The kinetics analysis of the polymerization reaction in the absence of any ligand was performed and it was compared to the two other cases. Thus, using the plot of ln([M]0/[M]) as a function of time (Fig. 8), the \({k}_{p}^{{app}}\) value was calculated as 0.120 min−1 (no ligand), 0.0575 min−1 (Me6TREN) and 0.034 min−1 (BiPy), results which are consistent with other examples in the literature for polymerization reactions involving Cu0 and Me6TREN ligand34, 35. In the case of Me6TREN there is a linear dependence of Mn on the conversion demonstrating the “living” characteristic of the polymerization process. This behavior is manifested only up to 43% conversion in the absence of any ligand. After this point, the reaction involves termination through a chain transfer process or biradical termination.

Figure 8
figure 8

Kinetics plot for BA polymerization using CuNPs/SiO2 catalyst and different ligands.

However, the reasonable 1.38 dispersity value could be explained by the aqueous media employed for the reaction, which allows limited disproportionation and formation of an equilibrium between the copper species.

The obtained results sustain the SET-LRP mechanism for BA polymerization using CuNPs/SiO2 catalyst in the presence of Me6TREN for the following reasons: (i) the high reducing capacity of NaBH4 makes possible the presence Cu0 species as active species at the beginning of the reaction, thus, the high reaction rate makes Cu0 the activating agent;

(ii) the polymerization rate is dependent on the concentration of Cu0 – CuNPs (36%)/SiO2 afforded a 95% conversion at 30 minutes;

(iii) the lack of complexing ligand affords a higher molecular weight confirming limited disproportioning reaction and Cu0 as active species;

Conclusions

Novel catalysts involving CuNPs (Cu0) on different supports were synthesized and used in SET-LRP polymerization of BA. The supports consisted in TiO2 nanoparticles, SiO2 nanoparticles and Al2O3 particles.
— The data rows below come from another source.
PR #536, opened 2016-09-16
Add the ability to control multiple decomposition views

ElDeveloper:
The main class, `EmperorController`, now has the ability to add additional `DecompositionView` objects. When a new object is added, a message is propagated to the controllers to refresh their metadata categories to include any new information.

Of note is that the metadata menu for controllers now include groups with the name of the decomposition view, and under that group, the metadata categories for that object.

These changes are a bit abstract, but I've commented (hopefully to make as readable as possible) the most esoteric sections.


emperor/support_files/js/sceneplotview3d.js
```diff
@@ -219,6 +214,28 @@ define([
...
+
+    // Add all the meshes to the scene, iterate through all keys in
+    // decomposition view dictionary
+    for (var decViewName in this.decViews) {
+      for (var j = 0; j < this.decViews[decViewName].markers.length; j++) {
+        this.scene.add(this.decViews[decViewName].markers[j]);
+      }
+    }
+
+    this.needsUpdate = true;
```
wasade: doesn't a `refresh` imply any update necessary has already happened?

wasade:
weird... the new gh review system. that'll take a second to get used too

emperor/support_files/js/sceneplotview3d.js
ElDeveloper: Good point, I've renamed the method to something clearer.  Note that we use the `needsUpdate` property to know when we have to render a new frame. Hence in this case when we add the objects to the scene, we notify the renderer that a new frame should be drawn on screen.

ElDeveloper:
This reviews are certainly strange :L

emperor/support_files/js/axes-controller.js
```diff
@@ -128,7 +128,7 @@ define([
       this.$table.remove();
     }
 
-    var view = this.decompViewDict[this.activeViewKey], scope = this;
+    var view = this.getView(), scope = this;
```
mortonjt: :+1: this is already looking so much cleaner!

emperor/support_files/js/view-controller.js
```diff
@@ -247,35 +241,15 @@ define([
...
-   * Retrieves the currently active decomposition view.
+   * This class does not operate on single decomposition views, hence this
+   * method retrieves the first available view.
    *
-   * @return {DecompositionView} The currently active decomposition view.
    */
-  EmperorViewController.prototype.getActiveView = function() {
-    return this.decompViewDict[this.getActiveDecompViewKey()];
+  EmperorViewController.prototype.getView = function() {
+    return this.decompViewDict[Object.keys(this.decompViewDict)[0]];
```
mortonjt: Remember, this was temporary, since this only grabs the first key.  This will need to be changed for biplots. This doesn't need to be fixed here,  but we should add a todo, or an issue so we don't forget that [0] needs to be replaced with a var

emperor/support_files/js/view-controller.js
```diff
@@ -488,16 +516,59 @@ define([
...
+   *
+   * Performs some additional logic to avoid duplicating decomposition names.
+   *
+   * Note that decompositions won't be updated if they have the same name and
+   * same metadata headers, if the only things changing are coordinates, or
+   * metadata values, the changes should be performed directly on the objects
+   * themselves.
+   *
+   */
+  EmperorAttributeABC.prototype.refreshMetadata = function() {
```
mortonjt: Just to clarify, this refreshing all of the metadata associated with the current view? 

Remember, every decomposition view will have their own set of metadata.  

Samples -> sample metadata (ex ph, location)
Features -> feature metadata (ex taxonomy )

If not,  then this will need to be clarified in the docs, along with a todo/issue.

tests/javascript_tests/test_view_controller.js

The supports afforded under the same reaction conditions different sizes of CuNPs or different adhesion characteristics. The influence of these aspects was correlated with the GPC results for the BA polymerization experiments. The best results in terms of polydispersity were obtained for SiO2 particles with a copper concentration of around 18% weight. Further, two consecutive experiments were performed demonstrating its reusability. The reactivity of the terminal bromine was evidenced through the synthesis of BA-ST block copolymer with an increased molecular weight compared to the BA homopolymer.

The control aspect of the reaction relies on the activity of the Me6TREN ligand as demonstrated by the experiments using BiPy and no ligand. Interestingly, the reaction performed in the absence of any ligand agent afforded a polydispersity value < 1.4 which sustains a somewhat limited control over the reaction.

Thus, we have shown the synthesis of a reusable catalyst able to participate in controlled living radical polymerization processes (in the presence of Me6TREN ligand PD value 1.25) as well as in straightforward polymerization processes with acceptable PD values (PD < 1.4) in the absence of any ligand. These aspects could facilitate the scale-up of the polymerization process.